> [Try it]: The data below is to be retyped exactly, line by line.

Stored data
PR #638, opened 2026-05-14
Fetch results directly from static file with API fallback

audy:
## Status

- [x] **Ready**

## Description

Note: **adds zstandard to dependencies**

Fetches processed results from `results_uri`, bypassing the v1 API. If `results_uri` is `None` (which is currently true for incomplete analyses); falls back to the API `/results` endpoint. This is to preserve backwards compatibility for users who are calling `.results()` in a "polling" pattern:

```python
while True:
    try:
        results = run.results()
    except:
        time.sleep(10)
    else:
        break
```

Otherwise, we would need to refresh the classification instance (hitting the v1 API) every time `.results()` was called. That could maybe be reduced to only when the signed URI expires but that's more complex and we can always add that as a future optimization.

I also added support for non-compressed and gzipped files in case we ever want to migrate away from zstandard in the future (in case there are complications with pyodide).

Benchmark results (fetching 10 classification runs). There's a ~2x speedup for the client.

```
  ┌────────────────────────┬───────────────────┬────────┬─────────────┐
  │        Scenario        │ Steady-state mean │  Std   │ vs baseline │
  ├────────────────────────┼───────────────────┼────────┼─────────────┤
  │ Baseline (master)      │ 0.83s             │ ±0.03s │ —           │
  ├────────────────────────┼───────────────────┼────────┼─────────────┤
  │ Just zstd + S3 session │ 0.48s             │ ±0.01s │ -42%        │
  ├────────────────────────┼───────────────────┼────────┼─────────────┤
  │ Just job name fix      │ 0.82s             │ ±0.17s │ -1%         │
  ├────────────────────────┼───────────────────┼────────┼─────────────┤
  │ Both (PR)              │ 0.47s             │ ±0.02s │ -43%        │
  └────────────────────────┴───────────────────┴────────┴─────────────┘
```

### Also in this PR

- Fix: redundant calls to `/jobs` API being made to fetch `job.name` per classification.

## Related PRs

- [x] Please see the following related PRs: the API

## TODOs

- [x] Tests
- [x] Documentation


pkonieczny (approved):
Nice!

onecodex/models/analysis.py
```diff
@@ -207,6 +220,26 @@ class Classifications(_AnalysesBase, ClassificationSchema):
...
+        # results_uri is a pre-signed URL included in the API response; it's None when the
+        # analysis isn't available. Fetch directly from the URL when present to avoid the round-trip
+        # through the API server. Local paths are supported for testing.
+        if self.results_uri is not None:
+            import orjson
+
+            uri = self.results_uri
+            if uri.startswith(("http://", "https://")):
+                try:
+                    resp = requests.get(uri)
```
jairideout: It might make sense to use `onecodex.utils.get_requests_session()` for the retries. We might want to also add a timeout so it doesn't wait forever

jairideout (approved):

> [Written response]:
PR #638, opened 2026-05-14
Fetch results directly from static file with API fallback

audy:
## Status

- [x] **Ready**

## Description

Note: **adds zstandard to dependencies**

Fetches processed results from `results_uri`, bypassing the v1 API. If `results_uri` is `None` (which is currently true for incomplete analyses); falls back to the API `/results` endpoint. This is to preserve backwards compatibility for users who are calling `.results()` in a "polling" pattern:

```python
while True:
    try:
        results = run.results()
    except:
        time.sleep(10)
    else:
        break
```

Otherwise, we would need to refresh the classification instance (hitting the v1 API) every time `.results()` was called. That could maybe be reduced to only when the signed URI expires but that's more complex and we can always add that as a future optimization.

I also added support for non-compressed and gzipped files in case we ever want to migrate away from zstandard in the future (in case there are complications with pyodide).

Benchmark results (fetching 10 classification runs). There's a ~2x speedup for the client.

```
  ┌────────────────────────┬───────────────────┬────────┬─────────────┐
  │        Scenario        │ Steady-state mean │  Std   │ vs baseline │
  ├────────────────────────┼───────────────────┼────────┼─────────────┤
  │ Baseline (master)      │ 0.83s             │ ±0.03s │ —           │
  ├────────────────────────┼───────────────────┼────────┼─────────────┤
  │ Just zstd + S3 session │ 0.48s             │ ±0.01s │ -42%        │
  ├────────────────────────┼───────────────────┼────────┼─────────────┤
  │ Just job name fix      │ 0.82s             │ ±0.17s │ -1%         │
  ├────────────────────────┼───────────────────┼────────┼─────────────┤
  │ Both (PR)              │ 0.47s             │ ±0.02s │ -43%        │
  └────────────────────────┴───────────────────┴────────┴─────────────┘
```

### Also in this PR

- Fix: redundant calls to `/jobs` API being made to fetch `job.name` per classification.

## Related PRs

- [x] Please see the following related PRs: the API

## TODOs

- [x] Tests
- [x] Documentation


pkonieczny (approved):
Nice!

onecodex/models/analysis.py
```diff
@@ -207,6 +220,26 @@ class Classifications(_AnalysesBase, ClassificationSchema):
...
+        # results_uri is a pre-signed URL included in the API response; it's None when the
+        # analysis isn't available. Fetch directly from the URL when present to avoid the round-trip
+        # through the API server. Local paths are supported for testing.
+        if self.results_uri is not None:
+            import orjson
+
+            uri = self.results_uri
+            if uri.startswith(("http://", "https://")):
+                try:
+                    resp = requests.get(uri)
```
jairideout: It might make sense to use `onecodex.utils.get_requests_session()` for the retries. We might want to also add a timeout so it doesn't wait forever

jairideout (approved):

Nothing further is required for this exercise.